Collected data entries

.....

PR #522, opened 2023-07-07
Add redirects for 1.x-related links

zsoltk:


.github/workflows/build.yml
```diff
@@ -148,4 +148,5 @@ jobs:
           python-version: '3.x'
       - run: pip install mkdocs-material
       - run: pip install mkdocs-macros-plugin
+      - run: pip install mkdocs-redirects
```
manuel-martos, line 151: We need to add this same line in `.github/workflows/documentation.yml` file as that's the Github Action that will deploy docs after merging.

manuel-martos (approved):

.....

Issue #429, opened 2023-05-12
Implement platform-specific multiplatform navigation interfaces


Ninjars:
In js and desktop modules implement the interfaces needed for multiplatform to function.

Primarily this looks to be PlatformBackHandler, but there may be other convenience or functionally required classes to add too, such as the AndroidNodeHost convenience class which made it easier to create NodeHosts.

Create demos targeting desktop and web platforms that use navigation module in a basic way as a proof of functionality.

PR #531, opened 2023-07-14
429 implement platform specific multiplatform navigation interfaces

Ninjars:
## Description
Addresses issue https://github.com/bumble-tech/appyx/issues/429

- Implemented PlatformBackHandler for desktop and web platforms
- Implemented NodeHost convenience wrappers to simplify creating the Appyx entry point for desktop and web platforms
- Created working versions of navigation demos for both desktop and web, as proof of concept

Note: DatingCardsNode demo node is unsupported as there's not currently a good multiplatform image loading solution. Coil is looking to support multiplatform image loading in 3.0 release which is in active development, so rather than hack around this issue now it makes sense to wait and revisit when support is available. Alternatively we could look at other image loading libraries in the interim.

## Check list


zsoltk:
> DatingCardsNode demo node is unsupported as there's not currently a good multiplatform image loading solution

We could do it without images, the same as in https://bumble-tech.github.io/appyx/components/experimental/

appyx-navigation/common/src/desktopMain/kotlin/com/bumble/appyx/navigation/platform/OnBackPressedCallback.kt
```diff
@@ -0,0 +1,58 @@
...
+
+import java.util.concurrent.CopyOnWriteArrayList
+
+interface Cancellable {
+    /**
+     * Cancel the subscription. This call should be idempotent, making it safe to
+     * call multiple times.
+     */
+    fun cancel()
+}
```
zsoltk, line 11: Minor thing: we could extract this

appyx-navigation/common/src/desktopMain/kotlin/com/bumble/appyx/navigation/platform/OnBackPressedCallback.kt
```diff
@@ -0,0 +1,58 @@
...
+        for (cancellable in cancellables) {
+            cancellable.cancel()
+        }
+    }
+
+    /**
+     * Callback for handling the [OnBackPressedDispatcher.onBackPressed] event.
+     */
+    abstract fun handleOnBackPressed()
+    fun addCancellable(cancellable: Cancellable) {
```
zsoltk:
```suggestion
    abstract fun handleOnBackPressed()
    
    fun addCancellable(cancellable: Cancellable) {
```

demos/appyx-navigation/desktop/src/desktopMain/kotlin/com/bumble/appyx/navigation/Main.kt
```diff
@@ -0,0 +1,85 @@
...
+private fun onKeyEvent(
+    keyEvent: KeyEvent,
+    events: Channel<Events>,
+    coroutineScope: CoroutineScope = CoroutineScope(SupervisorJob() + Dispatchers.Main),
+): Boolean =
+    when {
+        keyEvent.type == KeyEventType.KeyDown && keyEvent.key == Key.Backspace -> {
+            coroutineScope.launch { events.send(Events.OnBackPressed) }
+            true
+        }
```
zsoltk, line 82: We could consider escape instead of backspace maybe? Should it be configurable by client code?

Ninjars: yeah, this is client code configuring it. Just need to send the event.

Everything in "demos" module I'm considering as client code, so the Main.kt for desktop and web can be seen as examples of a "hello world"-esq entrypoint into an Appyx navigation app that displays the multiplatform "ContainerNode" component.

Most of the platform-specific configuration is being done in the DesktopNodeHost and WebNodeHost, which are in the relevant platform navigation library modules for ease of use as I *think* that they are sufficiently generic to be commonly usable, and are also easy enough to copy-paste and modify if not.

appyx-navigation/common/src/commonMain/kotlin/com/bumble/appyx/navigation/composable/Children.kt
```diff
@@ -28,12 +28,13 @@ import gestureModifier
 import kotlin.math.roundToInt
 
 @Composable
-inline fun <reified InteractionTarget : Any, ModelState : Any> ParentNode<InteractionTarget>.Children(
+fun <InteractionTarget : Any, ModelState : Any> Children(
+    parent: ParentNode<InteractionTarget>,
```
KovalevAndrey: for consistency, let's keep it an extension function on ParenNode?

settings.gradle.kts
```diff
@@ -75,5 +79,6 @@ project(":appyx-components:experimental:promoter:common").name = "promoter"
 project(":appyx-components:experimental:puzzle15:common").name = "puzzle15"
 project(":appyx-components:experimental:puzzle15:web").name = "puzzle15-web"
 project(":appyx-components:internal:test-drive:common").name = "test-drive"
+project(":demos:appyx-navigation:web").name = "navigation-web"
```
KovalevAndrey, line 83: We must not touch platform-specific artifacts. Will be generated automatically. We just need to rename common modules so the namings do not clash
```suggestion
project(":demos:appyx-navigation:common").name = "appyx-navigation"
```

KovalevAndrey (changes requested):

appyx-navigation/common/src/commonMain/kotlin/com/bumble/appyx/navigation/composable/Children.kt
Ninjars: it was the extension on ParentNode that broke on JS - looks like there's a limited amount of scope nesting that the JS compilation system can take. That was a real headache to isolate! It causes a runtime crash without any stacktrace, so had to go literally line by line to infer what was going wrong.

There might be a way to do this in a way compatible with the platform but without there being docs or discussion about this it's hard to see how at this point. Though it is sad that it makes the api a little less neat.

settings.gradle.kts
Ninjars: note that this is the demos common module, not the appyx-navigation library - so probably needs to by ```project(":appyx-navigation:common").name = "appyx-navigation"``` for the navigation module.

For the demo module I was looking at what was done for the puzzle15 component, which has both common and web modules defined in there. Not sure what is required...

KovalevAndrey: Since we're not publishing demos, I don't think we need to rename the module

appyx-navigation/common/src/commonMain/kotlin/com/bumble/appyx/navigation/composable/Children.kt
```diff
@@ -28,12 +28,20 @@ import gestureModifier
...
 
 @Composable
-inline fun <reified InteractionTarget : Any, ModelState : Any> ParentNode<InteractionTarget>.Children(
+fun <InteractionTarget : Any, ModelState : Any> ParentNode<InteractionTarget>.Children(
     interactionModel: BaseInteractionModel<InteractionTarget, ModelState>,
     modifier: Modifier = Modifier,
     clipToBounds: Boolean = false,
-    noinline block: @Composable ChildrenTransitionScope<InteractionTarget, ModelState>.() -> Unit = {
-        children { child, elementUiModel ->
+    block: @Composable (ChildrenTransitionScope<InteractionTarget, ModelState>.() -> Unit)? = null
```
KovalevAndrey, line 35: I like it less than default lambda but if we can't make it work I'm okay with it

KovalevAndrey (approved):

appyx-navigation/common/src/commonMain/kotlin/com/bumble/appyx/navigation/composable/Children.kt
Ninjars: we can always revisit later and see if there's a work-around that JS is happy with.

.....

--- Activity ---
Read the records above. Show each line that has the string "KovalevAndrey".

--- Output for this task ---
KovalevAndrey: for consistency, let's keep it an extension function on ParenNode?
KovalevAndrey, line 83: We must not touch platform-specific artifacts. Will be generated automatically. We just need to rename common modules so the namings do not clash
KovalevAndrey (changes requested):
KovalevAndrey: Since we're not publishing demos, I don't think we need to rename the module
KovalevAndrey, line 35: I like it less than default lambda but if we can't make it work I'm okay with it
KovalevAndrey (approved):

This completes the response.